Currently ABM Corp beta is 1.26. The market value of debt is $50M, and the market...

Currently ABM Corp beta is 1.26. The market value of debt is $50M, and the market value of assets is 90M. The company is considering repurchasing its bonds for $10M and issuing common stock for the same amount. The company pays 22% taxes on its profits.
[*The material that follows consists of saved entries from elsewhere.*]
PR #6629, opened 2019-08-21
2.x: Fix refCount() not resetting when cross-canceled

### LINKED ISSUE #6608: ReplaySubject and buffer with debounce not emitting values after first subscription
The issue described below started with version 2.2.10 and continues with 2.2.11. It works with 2.2.7 through 2.2.9.

I have a test where a set a `ReplaySubject` like so:

```
locationPublisher = ReplaySubject.create()
locationPublisher.onNext(mockLocation)
locationPublisher.onComplete()

locationObservable = locationPublisher.share()
```

Then, I subscribe twice to the observable (I'm simplifying the test case just to demonstrate the bug):
```
        locationObservable
            .buffer(locationObservable.debounce(5, TimeUnit.SECONDS))
            .test()
            .assertValueCount(2)


        locationObservable
            .buffer(locationObservable.debounce(5, TimeUnit.SECONDS))
            .test()
            .assertValueCount(2)
```
When I run the above test, it fails on the second test subscription on RxJava 2.2.10 or 2.2.11:
> java.lang.AssertionError: Value counts differ; expected: 2 but was: 1 (latch = 0, values = 1, errors = 0, completions = 1)
Expected :2 
Actual   :1 (latch = 0, values = 1, errors = 0, completions = 1)

akarnokd:
This PR fixes the issue with `refCount` not resetting the connection when the termination triggers cross-cancellation over it.

Fixes #6608

The fix is more involved than #6609 because how 2.x uses two `publish()` implementation internally due to bugfix #6505. The old/classic implementation does not fail #6608 but the newer implementation fails #6608. If the fix is applied unconditionally, the old/classic implementation fails an older unit test verifying an error allows reconnection. Therefore, the PR checks and applies the new code path only if `refCount` isn't talking to the classic publish implementation.

As a reminder #6609 for 3.x has a redesigned `Connectable` with a much more clearer reset semantics and thus the restructuring of the termination handling had no trouble passing the aforementioned error-allows-reconnect unit test.

### DIFF
--- a/src/test/java/io/reactivex/internal/operators/observable/ObservableRefCountTest.java
+++ b/src/test/java/io/reactivex/internal/operators/observable/ObservableRefCountTest.java
@@ -532,7 +532,7 @@ public class ObservableRefCountTest {
         to2.assertValue(30);
     }
 
-    @Test(timeout = 10000)
+    @Test//(timeout = 10000)
     public void testUpstreamErrorAllowsRetry() throws InterruptedException {
         final AtomicInteger intervalSubscribed = new AtomicInteger();
         Observable<String> interval =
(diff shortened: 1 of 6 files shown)


src/test/java/io/reactivex/internal/operators/observable/ObservableRefCountTest.java
```diff
@@ -532,7 +532,7 @@ public Integer apply(Integer t1, Integer t2) {
         to2.assertValue(30);
     }
 
-    @Test(timeout = 10000)
+    @Test//(timeout = 10000)
```
vanniktech: Just remove it?

vanniktech (approved):

src/test/java/io/reactivex/internal/operators/observable/ObservableRefCountTest.java
akarnokd: Forgot to undo.

PR #6632, opened 2019-08-22
3.x: Upgrade Gradle & dependency versions

akarnokd:
This PR upgrades to:

- Gradle 5.6
- TestNG 7.0.0
- Mockito 3.0.0
- JMH 1.21
- JMH plugin 0.5.0-rc-2 (required by Gradle 5.5+)
- License 0.15.0
- Jacoco 0.8.4
- Guava 28

In addition, the `osgi` plugin has been deprecated in Gradle 5 and has been removed in Gradle 6, therefore a separate plugin called `bnd` is required to produce the necessary jar properties.
(Also the MockitoJunitRunner has been moved to a new location, hence the package change.)

This Gradle version should support working on a Java 11 runtime when executing `gradlew build`.

Note that this may require further "live" testing as the auto-release of snapshots as well as auto-release can't be properly tested offline.


akarnokd:
Snapshotting worked:
- https://travis-ci.org/ReactiveX/RxJava/builds/575569079#L4644
- https://oss.jfrog.org/libs-snapshot/io/reactivex/rxjava3/rxjava/3.0.0-SNAPSHOT/

Issue #6634, opened 2019-08-27
3.x: improve combineLatest method names


vanniktech:
Calling `combineLatest` from Kotlin is a bit awkward. The function has a lot of different parameters, including Iterable, Array as well as 2-x call sites for passing multiple Observables.

Is it possible to prefix these so we have some kind of `combineLatestFromIterable` which takes the `Iterable<T>`:

```diff
-public static <T, R> Observable<R> combineLatest(Iterable<? extends ObservableSource<? extends T>> sources, Function<? super Object[], ? extends R> combiner) {
+public static <T, R> Observable<R> combineLatestFromIterable(Iterable<? extends ObservableSource<? extends T>> sources, Function<? super Object[], ? extends R> combiner) {
```

and then `combineLatest` which takes the 2-x call sites.

```java
public static <T1, T2, R> Observable<R> combineLatest(
            ObservableSource<? extends T1> source1, ObservableSource<? extends T2> source2,
            BiFunction<? super T1, ? super T2, ? extends R> combiner) {
```

The array call we could call `combineLatestFromArray`.

```diff
-public static <T, R> Observable<R> combineLatest(ObservableSource<? extends T>[] sources, Function<? super Object[], ? extends R> combiner) {
+public static <T, R> Observable<R> combineLatestFromArray(ObservableSource<? extends T>[] sources, Function<? super Object[], ? extends R> combiner) {
```
What should we do with?

```java
public static <T, R> Observable<R> combineLatest(Function<? super Object[], ? extends R> combiner, int bufferSize, ObservableSource<? extends T>... sources) {
```

Is it really required? Callers could just use the array overload.

`combineLatestDelayError` is equivalent and could get the method name improvements as well.

Other methods, such as concat/merge could benefit from this change too.

akarnokd:
`combineLatestArray` would be reasonable and match the other `xArray` method names. What's the conflict between `combineLatest(Iterable, F)` and `combineLatest(O1, O2, F2)`?

The varargs variant could be removed.

vanniktech:
There should not be any issues with `combineLatest(Iterable, F)` and `combineLatest(O1, O2, F2)`. I'd just go for consistency. Looking at `startWithIterable`.

akarnokd:
`startWithIterable` was disambiguated due to `startWith(Publisher)` and/or `startWith(T)` so I'd say is an exception. So if the main trouble is with `combineLatest(O[], F)` then let's rename that to `combineLatestArray`.

[...]

PR #6635, opened 2019-08-27
3.x: Remove vararg overloads for combineLatest in Observable + Flowable

vanniktech:
Started removing the vararg function from #6634


vanniktech:
Hmm after looking at the tests the varag variant for `combineLatestDelayError` might be useful since there are no 2-x overloads available. What do you think?

akarnokd:
Let me guess, IntelliJ refactor?

akarnokd:
The varargs is a convenience over the array variant so `combineLatestDelayError`s can go.

akarnokd (approved):

PR #1410, opened 2024-05-01
Fix Eelco's Nix team title

infinisil:
Having spoken with Nix team members, it looks like all are equally empowered, and that it's inaccurate to call Eelco the team lead.

See also https://discourse.nixos.org/t/nixos-foundation-board-giving-power-to-the-community/44552/7?u=infinisil

Ping @NixOS/nix-team, please review


roberth (approved):

roberth:
As @infinisil describes, this is an adjustment in our external communication, so not a demotion.

thilobillerbeck (approved):

PR #1427, opened 2024-05-17
Proofreading "How Nix Works"

jangdan:
This pull request adds a missing "be" to the body of ["How Nix Works"](https://github.com/NixOS/nixos-homepage/blob/022865693e96ea1c32335c18aecd93388ce9dd2a/src/pages/guides/how-nix-works.mdx).


djacu (approved):
Looks good to me.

What is the new beta if risk-free rate is 4.7% and the return on stock market is 9.2%.

Homework Answers

Answer #1

Here Market value of Debt = $50M

And Market value of equity = Market value of asset - Market value of Debt

=90M -50M = $40M

First of all lets find unlevered beta

Unlevered beta = Levered beta / [ 1 + (1-tax rate) x Debt / Equity]

Here Levered beta = 1.26

Tax rate = 22%

Debt after issue of stock = $50 M - $10 M = $40 M

Equity after issue of stock = $40 M + $10M = $50M

Unlevered beta = 1.26/ [ 1 +(1-0.22) x (40/50) ]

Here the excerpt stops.